You might think that this record would result in a certain humility or caution in telling farmers exactly what to do, especially in those areas on which FDA’s expertise is most lacking, from planting to harvest. Yet this is exactly the area that the proposed Produce Rules spend most of their time on, with the greatest negative impact on farming and the fewest potential returns in actual improvement of food safety.

The errors in the drafting of the Produce Rule propagate, populate and intensify in the other proposed rules implementing FSMA, including preventive control rules, foreign facilities, foreign imports, intentional contamination, third-party inspections, and others.
Who among the congressional drafters of the legislation anticipated that the exceptions and exemptions for U.S. farmers under FSMA, such as the Tester amendment, would apply across borders to foreign producers with the same dollar values and distances? Yet that seems to be the interpretation.

Or that FDA would have no problem with sewage sludge for growing produce, so long as EPA’s complicated calculations on cumulative use are followed, and that this would open the door for importing foreign produce grown with sewage sludge for U.S. consumption (even if not legal for their own consumption)?

Or that the failure to specify produce-caused outbreaks shall be a guide to drafting the Produce Rules would open the door to conflating outbreaks caused by farming practices (minimal in the record used), with handling and processing contamination (large), point of consumption (largest) and human-to-human transmission, all under the rubric of “FDA-regulated produce”?

Most of the food processors I have met and worked with over the past 30 years are far more negative than I am about FDA’s role. One of my all-time favorite clients, a major West Coast food processor, could never refer to a former FDA commissioner – whom I liked – by his name, only by his full title: “That idiot, David Kessler, who thinks he knows more about running my business than I do.” It goes downhill from there. Actually, way downhill.
Most farmers I have worked with are even more caustic about regulators. Some of them voted out the then-Speaker of the House when the Republicans gained control of the House. It goes downhill from there.
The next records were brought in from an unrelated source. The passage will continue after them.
PR #1173, opened 2017-01-26
Show welcome and finish page duing uninstall for boring uninstall

### LINKED ISSUE #885: option to delete app data on manual uninstall
https://github.com/electron-userland/electron-builder/issues/528#issuecomment-258673100

alexbrazier:
This change will show a welcome and finish page during the uninstall process if using the boring installer.
The welcome page removes the need to have the message box asking if you are sure you want to uninstall.
The finish page makes it more clear that it was successfully uninstalled. It also makes it possible to customise the finish page as seen in the screenshot.

image

image

To show the remove user data box you can add an include script that contains something like the following, which closes #885 :

```
!ifdef BUILD_UNINSTALLER
  Function un.AddAppData
    RMDir /r "$APPDATA\Rocket.Chat+"
  FunctionEnd

  ; Using the read me setting to add option to remove app data
  !define MUI_FINISHPAGE_SHOWREADME
  !define MUI_FINISHPAGE_SHOWREADME_TEXT "Remove user data"
  !define MUI_FINISHPAGE_SHOWREADME_NOTCHECKED
  !define MUI_FINISHPAGE_SHOWREADME_FUNCTION un.AddAppData

!endif
```

### DIFF
--- a/packages/electron-builder/templates/nsis/boringInstaller.nsh
+++ b/packages/electron-builder/templates/nsis/boringInstaller.nsh
@@ -47,10 +47,12 @@
   !insertmacro MUI_PAGE_INSTFILES
   !insertmacro MUI_PAGE_FINISH
 !else
+  !insertmacro MUI_UNPAGE_WELCOME
   !ifndef INSTALL_MODE_PER_ALL_USERS
     !insertmacro PAGE_INSTALL_MODE
   !endif
   !insertmacro MUI_UNPAGE_INSTFILES
+  !insertmacro MUI_UNPAGE_FINISH
 !endif
 
 !macro initMultiUser
--- a/packages/electron-builder/templates/nsis/uninstaller.nsh
+++ b/packages/electron-builder/templates/nsis/uninstaller.nsh
@@ -2,10 +2,10 @@ Function un.onInit
   !insertmacro check64BitAndSetRegView
 
   ${IfNot} ${Silent}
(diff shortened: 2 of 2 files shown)


develar:
Cool.

> To show the remove user data box you can add

Could you please file PR to add this functionally by default?

develar:
Published as 11.7.0

moulinierf:
Hi Alex, based on this feature, it seems there is an issue to interact with the unwelcome page.
by default when we use electron builder with nsis, we have now during the uninstallation , the unwelcome page and the unfinish page like you described bellow. And it's cool
but we didn't interact with them like this

!define MUI_PAGE_CUSTOMFUNCTION_PRE un.custom_pre_page
!define MUI_PAGE_CUSTOMFUNCTION_LEAVE un.custom_leave_page
!define MUI_WELCOMEPAGE_TITLE_3LINES
!define MUI_WELCOMEPAGE_TITLE 'unwelcome_title'
!define MUI_WELCOMEPAGE_TEXT 'unwelcome_text'
!insertmacro MUI_UNPAGE_WELCOME

so when we have are in a language where the default text is too long we don't have the 3 lines.
and we can't change the text. see the screenshot.

I've test many ways to solve it, manage anothe unpage welcome and it works for the othe page but the default page that you added is never removed.
I tried to manipulate the window item to hide it, try to click on the next button with a command to navigate 
 but it doesn't work. And I verified that handles are correct.
 
 so what it the solution in this context to interact with your unwelcome page or to remove it?
 thanks in advance

image

PR #1204, opened 2017-02-02
AutoUpdater docs Fix

cawa-93:


docs/Auto Update.md
```diff
@@ -71,7 +71,7 @@ Emitted when checking if an update has started.
 
 * `info` [UpdateInfo](#UpdateInfo) for generic and github providers. [VersionInfo](#VersionInfo) for Bintray provider.
 
-Emitted when there is an available update. The update is downloaded automatically if `autoDownload` is not set to `false`.
+Emitted when there is an available update. The update is downloaded automatically if `autoDownload` is `true`.
```
develar: So, it will be better to mention here that default value is `true`.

And this is just the background farm culture. Few of them have had the pleasure of a uniformed FDA inspection by someone trained in regulating medical devices.

Therefore, in my view, it is in FDA’s own interest to tear up the proposed Produce Rule and start again, aiming for statistical improvement in food safety by a few clear and simple rules that are not based on food-safety theater or corporatist favoritism, but instead follow FSMA’s direction in being actually science-based, that build on FDA’s existing strengths and competence, and are open to change with new information.